Le auto impiegate nelle riprese
Nel parco mezzi destinato alle riprese sono state inserite un’Alfa Romeo 75 ex carabinieri e un’Alfa Romeo 115, anch’essa impiegata dai militari nello stesso periodo storico raccontato dalla serie. Le automobili sono state selezionate per restituire maggiore coerenza visiva alle scene e per riprodurre il contesto in cui si svolsero le indagini.
Alla dotazione fornita dal club pratese si aggiungono anche un’ambulanza e un carro funebre. Anche questi mezzi concorrono alla ricostruzione dell’atmosfera dell’epoca e completano il materiale utilizzato dalla produzione per le sequenze ambientate negli anni al centro della narrazione.
L’esperienza del club pratese
Per il Club Alfa Romeo Prato Lampeggiante Blu non si tratta della prima collaborazione con il mondo cinematografico e televisivo. Le auto del sodalizio sono già state impiegate in diverse produzioni che avevano bisogno di un parco macchine storico, in grado di restituire sullo schermo modelli e allestimenti coerenti con il periodo rappresentato.
Il presidente Mauro Pasquini sottolinea che il club è ormai entrato nel circuito di registi e sceneggiatori.

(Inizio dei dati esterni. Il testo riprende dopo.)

PR #14304, opened 2015-10-09
Bitscope

scontini76:
BitScope Application Suite: DSO, Meter, Logic, Chart

### DIFF
--- a/Casks/bitscope-chart.rb
+++ b/Casks/bitscope-chart.rb
@@ -1,0 +1,11 @@
+cask :v1 => 'bitscope-chart' do
+  version '1.1.DC01G'
+  sha256 'e7c2900281cf289e6ae458a04c8435024aa526ef2df8d0b17874e71f9c92c3a8'
+
+  url "http://bitscope.com/download/files/bitscope-chart_#{version}.app.tgz"
+  name 'BitScope Chart'
+  homepage 'http://www.bitscope.com'
+  license :gratis
+
+  app 'bitscope-chart.app'
+end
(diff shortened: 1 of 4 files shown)


Casks/bitscope-chart.rb
```diff
@@ -0,0 +1,19 @@
+cask :v1 => 'bitscope-chart' do
+  version '1.1.DC01G'
+  sha256 'e7c2900281cf289e6ae458a04c8435024aa526ef2df8d0b17874e71f9c92c3a8'
+
+  url 'http://bitscope.com/download/files/bitscope-chart_1.1.DC01G.app.tgz'
```
fanquake: You should be using #{version} in the url

scontini76: Yeah, sorry for the mistake, I'm going to fix it, thank you! :)

vitorgalvao:
Please remove the caveats, and these are good to go.

scontini76:
It's not a problem for me to remove the caveats, but I put them because you are invited to read the Terms and Conditions in order to downloads those applications from the BitScope site (http://my.bitscope.com/download/). Maybe I misunderstand the use of caveats, I'm going to remove them as you asked!

vitorgalvao:
Please remove them, yes.

Caveats should be used only for things that pertain to the installation itself. This kind os agreement acceptance is something we’re still thinking about.

scontini76:
Ok, thank you very much for the explanation!

vitorgalvao:

PR #14313, opened 2015-10-10
Bump stack to 0.1.5.0

wereHamster:


Casks/stack.rb
```diff
@@ -1,14 +1,14 @@
...
 
-  url "https://github.com/commercialhaskell/stack/releases/download/v#{version}/stack-#{version}-x86_64-osx.gz"
+  url "https://github.com/commercialhaskell/stack/releases/download/v#{version}/stack-#{version}-x86_64-osx.tar.gz"
   appcast 'https://github.com/commercialhaskell/stack/releases.atom'
   name 'stack'
   homepage 'https://github.com/commercialhaskell/stack'
   license :bsd
 
-  binary "stack-#{version}", :target => 'stack'
+  binary "stack-#{version}-x86_64-osx/stack", :target => 'stack'
```
vitorgalvao: You can remove `, :target => 'stack'`. No longer needed.

wereHamster:
Fixed.

wereHamster:
Apparently the `set_permissions` path doesn't exist anymore, and on a second box installing stack fails (because chmod can't find the file). But on my laptop it works without problems. Any idea why?

wereHamster:
Is set_permissions in postflight needed? It works without.

jawshooah:
The target of the `set_permissions` call was the binary file. Since the binary file has changed as of this PR, that target needs to change as well.

wereHamster:
I figured that much. But is `set_permissions` even needed? The file in the tarball already has +x permissions.

jawshooah:
If that's the case, then no.

PR #14314, opened 2015-10-10
Add QLPlayground v1.0

jakubpetrik:


vitorgalvao:
If the plugin is clearly called (by yourself, even) `qlplayground`, why are you giving the cask a different name?

A strict [token reference](https://github.com/caskroom/homebrew-cask/blob/master/doc/cask_token_reference.md) must be followed, to avoid duplicates.

Since there is already a cask with this name, this one needs [special naming](https://github.com/caskroom/homebrew-cask/blob/master/CONTRIBUTING.md#forks-and-apps-with-conflicting-names). Call it `inloop-qlplayground` please [squash your commits](http://davidwalsh.name/squash-commits-git)?

jakubPetrik:
Sorry, first timer here. Should be correct now.

Casks/inloop-qlplayground.rb
```diff
@@ -0,0 +1,11 @@
+cask :v1 => 'inloop-qlplayground' do
+  version '1.0'
+  sha256 '44c25a7da0dc3748b01deb0c01634044ccbc625b4266b4fea0630cbedb773929'
+
+  url 'https://github.com/inloop/qlplayground/releases/download/v1.0/inloop-qlplayground.v1.0.zip'
+  name 'inloop-qlplayground'
+  homepage 'https://github.com/inloop/qlplayground'
+  license :oss
```
vitorgalvao: `:mit`.

Casks/inloop-qlplayground.rb
```diff
@@ -0,0 +1,11 @@
+cask :v1 => 'inloop-qlplayground' do
+  version '1.0'
+  sha256 '44c25a7da0dc3748b01deb0c01634044ccbc625b4266b4fea0630cbedb773929'
+
+  url 'https://github.com/inloop/qlplayground/releases/download/v1.0/inloop-qlplayground.v1.0.zip'
```
vitorgalvao: This can also be changed to `url 'https://github.com/inloop/qlplayground/releases/download/v#{version}/inloop-qlplayground.v#{version}.zip"` to facilitate future updates.

jakubPetrik:
Many thanks for the tips. 👍

Casks/inloop-qlplayground.rb
```diff
@@ -0,0 +1,11 @@
+cask :v1 => 'inloop-qlplayground' do
+  version '1.0'
+  sha256 '44c25a7da0dc3748b01deb0c01634044ccbc625b4266b4fea0630cbedb773929'
+
+  url 'https://github.com/inloop/qlplayground/releases/download/v#{version}/inloop-qlplayground.v#{version}.zip'
```
vitorgalvao: Need to be double quotes, here, or it won’t work.

jakubPetrik:
And what about the sha256 checksum? It won't be valid with the next version, or not?

jakubPetrik:
I have replaced the `sha256` checksum with `:no_check`

jawshooah:
@jakubPetrik No, please don't remove the checksum. We only use `:no_check` in one of two cases: when the URL is not versioned (in which case we also use `version :latest`), and when the file is updated in-place despite having a versioned URL.

Neither of those appear to be the case here, so we need the checksum.

jakubPetrik:
ok. will revert.

jawshooah:
Thank you for the contribution. It was merged directly as 628cfe49a3dfc5f5e2a3fe8f2b8037b8c704d7a5 to keep commit history cleaner. Your contribution is still credited to you.

PR #14318, opened 2015-10-11
Add url command

kevintraver:
Add url command for showing the homepage


vitorgalvao:
Calling this command `url` when it actually shows `homepage` is confusing enough, but it also isn’t needed (or very useful).

There are multiple commands to get this, already (like `brew cask cat`), but even if you need just this information, you can get it with `brew cask _stanza {{whatever stanza you want to read}}`.

Thank you anyway for the work, though, it is appreciated.

kevintraver:
Awesome, thanks!

PR #14337, opened 2015-10-11
add Daylite v5.0.9 (build 6632)

disenchant:


Casks/daylite.rb
```diff
@@ -0,0 +1,13 @@
+cask :v1 => 'daylite' do
+  version '5.0.9 (6632)'
```
victorpopkov: The build number is not needed here. You should use only 5.0.9 here for the easier use of string interpolation in `url` stanza.

Casks/daylite.rb
```diff
@@ -0,0 +1,13 @@
...
+  sha256 '44f1f0fcf20d10581b7ee412ed83d8afced0b673087bf33e69f47ec0b6098f37'
+
+  url 'https://www.marketcircle.com/daylite/download/daylitedma/'
```
victorpopkov: The redirect URL should be used here which includes the version number and it's better to use the string interpolation here for easier version updates:
```ruby
  url "https://download.marketcircle.com/daylite/daylitedma#{version.delete('.')}.dmg"
```

vitorgalvao:
Thank you for the contribution. It needed some fixes, so they were made in 0e377b6415b1d9857c944804b1997a5bc2d46fea. Your contribution is still included (and still credited to you), with the appropriate modifications. Please feel free to ask about any of the changes.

La partecipazione alla serie rappresenta, secondo quanto riferito, una soddisfazione anche perché il nome del sodalizio comparirà nei titoli di coda. Per il presidente, l’esperienza costituisce inoltre un modo per mantenere visibile l’immagine di Prato all’interno di una produzione ambientata in Toscana.
Il contributo delle vetture e degli altri mezzi storici si inserisce così nella realizzazione della seconda stagione de Il Mostro, dedicata alla ricostruzione di una delle pagine più controverse della storia criminale italiana. Le riprese sono in corso a Firenze, mentre il supporto logistico e il materiale d’epoca arrivano anche dal club automobilistico pratese.